China’s $4.7 trillion domestic stock market is surging after the central bank cut interest rates for the first time since 2012 last month and analysts predicted the monetary authority will take further steps to support growth in the world’s second-largest economy.

“The premium could still widen near-term because of the strength of the bull run in A shares,” said Jonathan Garner, the Hong Kong-based head of Asia and emerging-market strategy at Morgan Stanley. The link “is a step toward the eventual creation of a ‘One China’ equity market,” though volumes so far have been “relatively low,” he said.

Economic Outlook

While Chinese investors are allowed to buy an aggregate 250 billion yuan of shares in Hong Kong through the exchange link, they’re limited to using margin debt for about 900 stocks on the mainland. Traders purchased 99.7 billion yuan of shares using such loans on the Shanghai exchange Dec. 3, taking the outstanding value of equity purchases using borrowed money to a record 552.1 billion yuan, according to data from the bourse.

International investors who dominate trading in Hong Kong are less optimistic than locals on the outlook for China’s economy, according to Lu at UBS. China is headed for its slowest full-year economic expansion since 1990 amid a property slump, weakening industrial output and a jump in bad debt. Non-performing loans surged 10 percent last quarter, according to the central bank.
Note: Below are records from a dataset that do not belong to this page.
PR #909, opened 2019-10-16
Adding a still image viewer that works with either a local path or a url.

midorineko:
Image Viewer doesn't set options based on the arguments used in the rest of the application. Things like U-Mapping are impossible to set without manually editing the code and adding an option for U-mapping. 

StillViewer will automatically take a local or web image and display it on a LED Matrix. 
StillViewer will also determine if the image is landscape or portrait and automatically resize and crop it.
It has the latest option flags and supports U-mapping.


midorineko:
It doesn't use  samplebase.py so options have to be manually set.

PR #921, opened 2019-11-03
fixed GpioSlowdown parameter passing

### LINKED ISSUE #906: RGBLedMatrixOptions.GpioSlowdown property has no effect (C# binding)
Setting the `RGBLedMatrixOptions.GpioSlowdown` property has no effect. It always has the default value of 1.

In my opinion, this should never have worked before. While options like rows, cols, chain length, etc are part of `RGBMatrix::Options`, gpio-slowdown is part of `RuntimeOptions` (and is never passed to `led_matrix_create_from_options`).

My current workaround is to hardcode set `DRGB_SLOWDOWN_GPIO` in `lib/MAKEFILE`

daniel-richter:
* _GPIO slowdown_ is part of `RuntimeOptions` (and will never be passed to `led_matrix_create_from_options`)
* pass it as `--led-slowdown-gpio` to `argc`/`argv` manually when invoking `led_matrix_create_from_options`

this commit fixes #906


hzeller:
Thanks!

“China’s stock rally in the last two weeks can’t be explained by any economic fundamentals,” said Ken Peng, a strategist at Citigroup Inc.’s private bank in Hong Kong. “If the central bank shifted course in easing, China’s stock market rally would fizzle away very quickly.”

Air China

It may be time to buy discounted shares in Hong Kong to benefit from a rally as they catch up with counterparts in Shanghai, according to Aaron Boesky, who oversees about $100 million as the chief executive officer of Marco Polo Pure Asset Management in Hong Kong and has been investing in China for the past 11 years.
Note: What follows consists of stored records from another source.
PR #951, opened 2019-12-28
Swap options parameter for RGBMatrix constructor

DismissedGuy:
This PR makes a small change to the constructor of the `RGBMatrix` class by shifting the kwarg to specify the options to the front.
IMO, this implementation makes more sense since using an `RGBMatrixOptions` object is the main way to specify your layout and other options, and this would allow you to initialize your matrix object like this:
```python
options = RGBMatrixOptions()
options.rows = 64
matrix = RGBMatrix(options)
```
which was previously not possible as doing this would pass your options as the `rows` kwarg and cause a segfault.

### DIFF
--- a/bindings/python/rgbmatrix/core.pyx
+++ b/bindings/python/rgbmatrix/core.pyx
@@ -184,8 +184,8 @@ cdef class RGBMatrixOptions:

China Petroleum, known as Sinopec, trades at a 17 percent discount in Hong Kong compared with Shanghai. Air China Ltd., the nation’s biggest airline by market value, is 26 percent cheaper in Hong Kong, while Jiangxi Copper Co. (358), China’s largest producer of the metal, costs 39 percent less.

“You are going to continue to see a run-up in A shares,” said Boesky. “What it will probably do is drag up the H shares.”